■ **Problem requirements**
Examine each line of the listing below. Copy those in which the string "packages" appears.
Top of Records supplied
PR #7548, opened 2021-06-23
Adding mixins to @pixi/math

miltoncandelero:
##### Description of change
- Added mixins for all classes in @pixi/math
  - I'm not sure if this is the correct approach when adding mixins. Tell me if we should only mixin some of them.
- Loosened type restriction on the `Polygon` constructor
  - The `Polygon` constructor asked (in one of the overloads) for an array of `IPoint` but only used the `.x` and `.y`. Replaced the `IPoint` with an `IPointData` making it easier to feed the right object to that constructor.

##### Pre-Merge Checklist

  - Not sure how to write tests for mixins (or if possible at all)

---
cc: @ivanpopelyshev would this help you with projection? any change you need?

### DIFF
--- a/packages/math/global.d.ts
+++ b/packages/math/global.d.ts
@@ -1,0 +1,57 @@
+declare namespace GlobalMixins
+{
+    // eslint-disable-next-line @typescript-eslint/no-empty-interface
+    interface IPoint
+    {
+    }
+
+    // eslint-disable-next-line @typescript-eslint/no-empty-interface
+    interface IPointData
+    {
+    }
+
+    // eslint-disable-next-line @typescript-eslint/no-empty-interface
+    interface Point
+    {
+    }
+
+    // eslint-disable-next-line @typescript-eslint/no-empty-interface
+    interface ObservablePoint
+    {
+    }
+
+    // eslint-disable-next-line @typescript-eslint/no-empty-interface
+    interface Circle
+    {
+    }
+
+    // eslint-disable-next-line @typescript-eslint/no-empty-interface
+    interface Ellipse
+    {
+    }
+
+    // eslint-disable-next-line @typescript-eslint/no-empty-interface
+    interface Polygon
+    {
+    }
+
+    // eslint-disable-next-line @typescript-eslint/no-empty-interface
+    interface Rectangle
+    {
+    }
+
+    // eslint-disable-next-line @typescript-eslint/no-empty-interface
+    interface RoundedRectangle
+    {
+    }
+
+    // eslint-disable-next-line @typescript-eslint/no-empty-interface
+    interface Matrix
+    {
+    }
+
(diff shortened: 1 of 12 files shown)


bigtimebuddy:
Polygon type fix is 👍  and the GlobalMixin implementation here seems correct.

Overall, are you sure you need all these as mixins? I know you're going to work on a math-extras package, but I think we should only add the will actually need. We can always add more, if need be. Point, Rectangle seems like good candidates. Maybe Matrix. Specifically, I really don't think that `IPointData` needs a mixin. Since this is just X/Y object. Also `IPoint` is just a shared interface for `Point` and `ObservablePoint`. Would also question RoundedRectangle, Ellipse, Circle unless there are some specific convenience functions for those.

miltoncandelero:
I think @ivanpopelyshev might need the IPointData to add the Z coordinate to projection...

Anyway, I agree with the idea of only mixin in as needed and then expanding. Let's just make sure we cover mine and Ivan's use case for now.

ivanpopelyshev (approved):
Good enough, It will help me too

miltoncandelero:
@ivanpopelyshev which classes do you need. I'm asking so I can trim the mixins to only what we need for now.

ivanpopelyshev:
Point, ObservablePoint, IPointData. Though rectangle is good too, for pixi-layers and pixi-picture :)

ivanpopelyshev:
oh right Transform - that's a serious one, i need it )

miltoncandelero:
@andrewstart 
I guess you can always extend IPointData with an optional field

```
interface IPointData
{
    z?:number;
}
```

this allows for `z` to not be a thing while still being a thing 🤔 

--- 

@ivanpopelyshev for the initial work in `math-extras` I will extend `Point`, `ObservablePoint` and `Rectangle` so you will have rectangle for picture and layers 👍

bigtimebuddy:
I agree with @andrewstart. Allow for adding a Z prop mixin is going to have issues all over the place. I don't think that is the right approach for adding 2.5D or 3D. And it feels way outside the scope now for math-extras. When @ivanpopelyshev is ready, we can easily support that later, if IPointData is the right interface to mixin. Otherwise, that feels like scope creep. Unless Ivan want to describe more what he's planning...

ivanpopelyshev:
`z?` and some other things i already use in pixi-projection, the problem is - i used it  in old typings :) Now I need them in mixins.

Point, ObservablePoint, IPointData, Rectangle , Transform - that's what i need right now, not in the future :)

miltoncandelero:
Ok, only mixins for Point, ObservablePoint, IPointData, Rectangle, and Transform remain.

This covers both use cases, @ivanpopelyshev's  and mine's

bigtimebuddy (approved):
Nice!

ivanpopelyshev (approved):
Bottom of Records supplied
■ **Answer space**
--- a/packages/math/global.d.ts
+++ b/packages/math/global.d.ts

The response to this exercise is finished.